Each time the imaging area is changed, the operation of setting the magnification is not required, and the mounting state of the component can be inspected in a short time and efficiently to the details of the substrate to be inspected.

Further, according to the present invention, when imaging an imaging area with the same imaging magnification, at least the coordinates of the component and the identification information of the component among the reference feature parameters are used from the component mounting data in the component mounting process. Therefore, at the time of grouping the imaging magnification, at least the coordinates of the component and the component identification information among the reference parameters can be easily used as the criterion for the grouping without performing the grouping while looking at the substrate to be inspected.

[Brief description of the drawings]

FIG. 1 is a block diagram showing one embodiment of a substrate inspection apparatus according to the present invention.

FIG. 2 is an explanatory diagram of main part storage contents of a data memory in FIG. 1;

FIG. 3 is an explanatory diagram showing an imaging procedure of the apparatus in FIG. 1;

FIG. 4 is a flowchart for explaining a schematic operation of a CPU in FIG. 2;

[Explanation of symbols]

 Reference Signs List 1 TV camera (imaging means) 3a Central processing unit (CPU) (control means) 3b Processing section (extraction means) 3c Data memory (imaging magnification information storage means) P Printed board (substrate to be inspected)
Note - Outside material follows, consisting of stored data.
PR #124, opened 2021-01-20
IGAPP-429: Last update for inner categories

Taggotty:

### DIFF
--- a/native/src/modules/categories/components/CategoryList.js
+++ b/native/src/modules/categories/components/CategoryList.js
@@ -10,6 +10,9 @@ import CategoryListContent from './CategoryListContent'
 import type { PageResourceCacheEntryStateType, PageResourceCacheStateType } from '../../app/StateType'
 import { RESOURCE_CACHE_DIR_PATH } from '../../endpoint/DatabaseConnector'
 import { mapValues } from 'lodash'
+import Moment from 'moment'
+import { CategoryModel } from 'api-client'
+import { URL_PREFIX } from '../../platform/constants/webview'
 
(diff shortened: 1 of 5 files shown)


native/src/modules/categories/components/CategoryList.js
```diff
@@ -54,6 +58,17 @@ const CategoryThumbnail = styled(Image)`
  * Displays a ContentList which is a list of categories, a caption and a thumbnail
  */
 class CategoryList extends React.Component<PropsType> {
+  getCachedThumbnail (category: CategoryModel): ?string {
```
klinzo, line 61: Why did you have to add this? is this used anywhere?

klinzo (commented):
Hopefully we won't have to many merge conflicts with @maxammann s PR...

klinzo (approved):

native/src/modules/categories/components/CategoryList.js
Taggotty: I think I just forgot to remove it again.

Taggotty:
@klinzo @maxammann wouldn't it make sense to separate the search category list from the normal category list. First because it seams that they require different props and work differently. But mostly I think that this would generalize the search overall if we want to add something in the future.

klinzo:
@Taggotty if you think that makes sense sure. Haven't looked into it myself, but your points seem reasonable :+1: Maybe we should do that in a separate PR after @maxammann merged his big refactoring PR though, what do you think?

maxammann (approved):
will merge asap

Issue #3683, opened 2025-11-03
Information concerning organisations are not displayed correctly


laravoelk:
### Describe the Bug

Some pages in the Integreat-App are written from external organisations. This is marked at the bottom of the relevant page. This is not shown corretly with the new design system.

### Steps to Reproduce

1. Go to one of the pages, where external organisations are named. E.G.: https://integreat.app/integreat-inhalte/de/kindergeld-und-kinderzuschlag
4. See display of the organisation at the bottom of the page

### Expected Behavior

Everything should be readable.

### Additional Information

See screenshot.

<img width="1066" height="581" alt="Image" src="https://github.com/user-attachments/assets/b54da94d-c0ee-48d7-9be6-a96cc00873dc" />

steffenkleinle:
Yes, exactly. Its included in https://github.com/digitalfabrik/integreat-app/releases/tag/2025.11.1 which is currently in beta/testing.

PR #3684, opened 2025-11-03
3683: Fix organization content info

steffenkleinle:
### Short Description

Fix organization content info.

### Proposed Changes

- Set max width on image instead of container

### Side Effects

N/A

### Testing

http://localhost:9000/integreat-inhalte/de/kindergeld-und-kinderzuschlag (production CMS)

### Resolved Issues

Fixes: #3683

---

### DIFF
--- a/web/src/components/OrganizationContentInfo.tsx
+++ b/web/src/components/OrganizationContentInfo.tsx
@@ -17,6 +17,7 @@ const StyledCard = styled(Card)({
 
 const StyledImage = styled('img')({
   width: 'auto',
+  maxWidth: 320,
   height: '100%',
   objectFit: 'contain',
 })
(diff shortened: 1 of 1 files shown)


web/src/components/OrganizationContentInfo.tsx
```diff
@@ -32,7 +33,7 @@ const OrganizationContentInfo = ({ organization }: OrganizationContentInfoProps)
   return (
     <StyledCard elevation={2}>
       <Stack direction={mobile ? 'column' : 'row'} padding={2} gap={2}>
-        <Stack maxWidth={160} height={80} alignItems='flex-start'>
+        <Stack height={80} alignItems='flex-start'>
```
bahaaTuffaha: ❓ is there a reason we used flex-start here?
we can add `alignItems='center'` to the first stack.

```suggestion
<Stack direction={mobile ? 'column' : 'row'} padding={2} gap={2} alignItems='center'>
        <Stack height={80} alignItems='flex-start'>
```

Image

bahaaTuffaha (approved):
Tested on Chrome ✅️

web/src/components/OrganizationContentInfo.tsx
steffenkleinle: On mobile it looks a lot better imo if its aligned to the start. Also on desktop `alignItems='center'` only looks better if the image has white background/padding on top. If the text is aligned to the top, `flex-start` is better imo. Since it therefore depends on the specific image in question, I'd keep it as it is.

Issue #3682, opened 2025-11-03
Malte ~ Location “Munich” is displayed as example suggestion


kalairubachandrakumaran-oss:
### Describe the Problem

In the Malte application, the location “Munich” is displayed by default (as it is in the Integrate App).
However, when the user tries to search for or select “Munich” in the location filter, it cannot be found ->  the system does not provide any selectable result for this city.

This creates confusion, since the default view suggests that “Munich” is a valid location, but it is actually not available for filtering in the Malte app.

### Describe Your Preferred Solution

Only suggest or display places that are actually available and filterable in the respective application -> in that case for Malte

### Additional Information

<img width="960" height="364" alt="Image" src="https://github.com/user-attachments/assets/33ff5a3e-9356-4d48-8d63-7264d78d53ca" />

<img width="767" height="468" alt="Image" src="https://github.com/user-attachments/assets/e4553b3f-392e-484c-a0b6-541097b2c9c2" />

Issue #3567, opened 2025-09-30
Use "München" as Placeholder in Region Search Bar


LeandraH:
### Describe the Problem

As discussed with Toni, we want to change the placeholder in the regions search bar to "München" to make it clearer that you can't find content here yet.

### Describe Your Preferred Solution

Replace the landing page search placeholder with `München`.

### Describe Possible Alternatives

N/A

### Related Issues

Discussed in: https://github.com/digitalfabrik/integreat-app/pull/3549#pullrequestreview-3285491942

### Additional Information

N/A

PR #3685, opened 2025-11-04
3682: Use actually existing region as example city

steffenkleinle:
### Short Description

Use actually existing region as example city for malte city search description.

### Proposed Changes

- Use `Landkreis München` if it exists and the first city otherwise
- Pass the example city name to the translation

### Side Effects

N/A

### Testing

Checkout the city list for both integreat and malte.

### Resolved Issues

Fixes: #3682

---

### DIFF
--- a/web/src/components/SearchInput.tsx
+++ b/web/src/components/SearchInput.tsx
@@ -49,7 +49,7 @@ const SearchInput = ({
     <StyledTextField
       id='search'
       placeholder={placeholderText}
-      aria-label={placeholderText}
+      aria-label={description ? undefined : placeholderText}
       value={filterText}
       helperText={description}
       onChange={event => onFilterTextChange(event.target.value)}


web/src/components/CitySelector.tsx
```diff
@@ -47,9 +47,9 @@ const CitySelector = ({ cities, language, stickyTop }: CitySelectorProps): React
       <Typography variant='body1'>{t('welcomeInformation')}</Typography>
       <SearchInput
         filterText={filterText}
-        placeholderText={CITY_SEARCH_PLACEHOLDER}
+        placeholderText={exampleCity?.sortingName ?? CITY_SEARCH_EXAMPLE}
```
lunars97: shouldn't be it also `exampleCity?.name` 🤔

steffenkleinle: > shouldn't be it also exampleCity?.name 🤔

I just replicated the previous state here where it was just `München` and not `Landkreis München`. Kind of makes sense, since users probably don't search for the exact term but rather just a city name.

> can we add more context it like this? Because I wonder that some users might be confused to see just name there and might think that this is for ex. about München 🤔 and this placeholder name is also used as the aria-label which just says München What do you think?

I think this is a question for @LeandraH and @hauf-toni since this seems to have been deliberately changed in https://github.com/digitalfabrik/integreat-app/pull/3569 (https://github.com/digitalfabrik/integreat-app/issues/3567). Personally I don't mind, but I do think your proposal is too long for a placeholder (at least in the UI). However, we could set the `aria-label` separately from the placeholder.

steffenkleinle: @lunars97 actually do you know if it is recommended to even set an aria-label if we have a specific helper text/label already with `aria-describedby`? Feels a little redundant to me.

lunars97: I am not sure either whether description for input `Wähle deine Region oder die nächstgrößere Stadt` suitable for input which is literary says `Choose your region or the next largest city` instead of `Search your region...` But this should be discussed probably in another issue for this :thinking:

steffenkleinle:
> ->Translation for city search description in some languages is missing, is it a CMS issue ? @steffenkleinle

No, this is actually an app issue, we just did not get translations for our constants yet. But to be expected.

PR #3691, opened 2025-11-04
3527: Add spdx format SBoM to releases

lunars97:
### Short Description
This PR adds SBoM to releases and shows link to new release where `sbom.json` is attached to assets

### Proposed Changes

- [x] Use Syft https://github.com/anchore/syft to generate SBoM with spdx format
- [x] Should be a build artifact attached to a release
- [x] Add the link to new release so that end users could see `sbom.json` file in assets (instead of showing the direct path to `sbom.json` file which automatically downloads the file, it is better to show the path to release where the end user can have a look at assets and find the `sbom` file there to download)

### Side Effects

- should be produced after build and attached to releases

### Testing
it will be triggered on release

can be tested locally by running in the root
`curl -sSfL https://get.anchore.io/syft | sh -s -- -b /usr/local/bin
export SYFT_FORMAT_SPDX_JSON_PRETTY=true
syft dir:. -o spdx-json=sbom.json`

### Resolved Issues

Fixes: #3527

---

### DIFF
--- a/.circleci/src/commands/generate_sbom.yml
+++ b/.circleci/src/commands/generate_sbom.yml
@@ -10,14 +10,6 @@ steps:
         syft version
   - run:
       name: Generate SPDX SBoM
-      command: syft dir:. -o spdx-json=sbom.json
-  - persist_to_workspace:
-      root: .
-      paths:
-        - sbom.json
+      command: syft dir:. -o spdx-json=~/sbom.json
   - store_artifacts:
-      path: sbom.json
-  - persist_to_workspace:
-      root: .
-      paths:
-        - sbom.json
+      path: ~/sbom.json
--- a/.circleci/config.yml
+++ b/.circleci/config.yml
@@ -42,18 +42,10 @@ commands:
                     syft version
                 name: Install Syft
             - run:
-                command: syft dir:. -o spdx-json=sbom.json
+                command: syft dir:. -o spdx-json=~/sbom.json
                 name: Generate SPDX SBoM
-            - persist_to_workspace:
-                paths:
-                    - sbom.json
-                root: .
             - store_artifacts:
-                path: sbom.json
-            - persist_to_workspace:
-                paths:
-                    - sbom.json
-                root: .
+                path: ~/sbom.json
     notify:
         description: Send a notification (to Mattermost) at the end of a job, based on success or failure. Must be the last step in a job.
         parameters:
@@ -314,7 +306,6 @@ jobs:
                         paths:
                             - << parameters.build_config_name >>-apk-url
                         root: ./
-            - generate_sbom
             - notify
     build_ios:
         environment:
@@ -382,7 +373,6 @@ jobs:
                         paths:
                             - << parameters.build_config_name >>-ipa-url
                         root: ./
-            - generate_sbom
             - notify
     build_web:
         docker:
@@ -426,7 +416,6 @@ jobs:
                 paths:
                     - dist
                 root: web
-            - generate_sbom
             - notify
     bump_version:
         docker:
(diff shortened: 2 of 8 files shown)


.circleci/src/commands/generate_sbom.yml
```diff
@@ -0,0 +1,28 @@
...
+        echo "Installing Syft..."
+        curl -sSfL https://get.anchore.io/syft | sudo sh -s -- -b /usr/local/bin
+        export SYFT_SOURCE_NAME="integreat-app"
+        export SYFT_FORMAT_SPDX_JSON_PRETTY=true
+        syft version
+
+  - run:
+      name: Generate SPDX SBOM
+      command: |
+        export SYFT_FORMAT_SPDX_JSON_PRETTY=true
```
steffenkleinle: 🔧 You already exported this above
```suggestion
```

.circleci/src/commands/generate_sbom.yml
```diff
@@ -0,0 +1,28 @@
+description: Generate SPDX SBOM using Syft
+
```
steffenkleinle: 🙃 We don't use blank lines in yml files usually, same below
```suggestion
```

.circleci/src/jobs/generate_sbom.yml
steffenkleinle: 🤔 Why don't you use the `generate_sbom` command you created above? Also, can't we just move the sbom generation inside the `build_android`, `build_ios` and `build_web` steps to avoid needing a separate job? I also think thats the logical place to put it imo.

Advantages:
- No need for a separate job which increases credit usage (spinup, checkout, ...)
- No need to add the new job for all deliveries (delivery, native_production_delivery, native_beta_delivery, web_production_delivery, web_beta_delivery) -> less repetition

 ──────────────────────────────────────────────────続 き Continuation of the front page (72) Inventor Yoshio Tateishi 10 Tatemachi, Hanazono-cho, Ukyo-ku, Kyoto-shi, Tateishi Electric Co., Ltd. (56) References JP-A-61-241605

Claims (2)

(57) [Claims] 1. A board inspection apparatus that processes image data obtained by imaging a board to be inspected on which components are mounted and inspects a mounting state of the components on the board to be inspected, wherein different imaging magnifications can be selected. Imaging means, and a predetermined imaging area on the substrate to be inspected, based on component mounting data of a component mounting step, based on at least component coordinates and component identification information among reference feature parameters of each component mounted on the substrate to be inspected. Extracting means for extracting the same image pickup magnification for each of the same image pickup magnifications, and control means for controlling the image pickup apparatus to take an image of the predetermined image pickup area extracted for the same image pickup magnification by the extractor. Board inspection equipment. 2. A board inspection method for inspecting a mounting state of components on an inspection board by processing image data obtained by imaging a board to be inspected on which components are mounted, wherein a plurality of different imaging magnifications can be selected. The imaging substrate is divided into a plurality of imaging areas in advance for each of the imaging magnifications, and the imaging area is defined as at least one of the reference feature parameters of the components mounted on the inspection substrate in advance. Coordinates and component identification information are used on the basis of component mounting data in the component mounting process, grouped for each same magnification, and imaging magnifications suitable for each group are stored and stored by the imaging means. Sequentially imaging a predetermined imaging area stored for the same imaging magnification, and inspecting a mounting state of a mounted component based on image data obtained by the imaging; Substrate inspection method according to claim.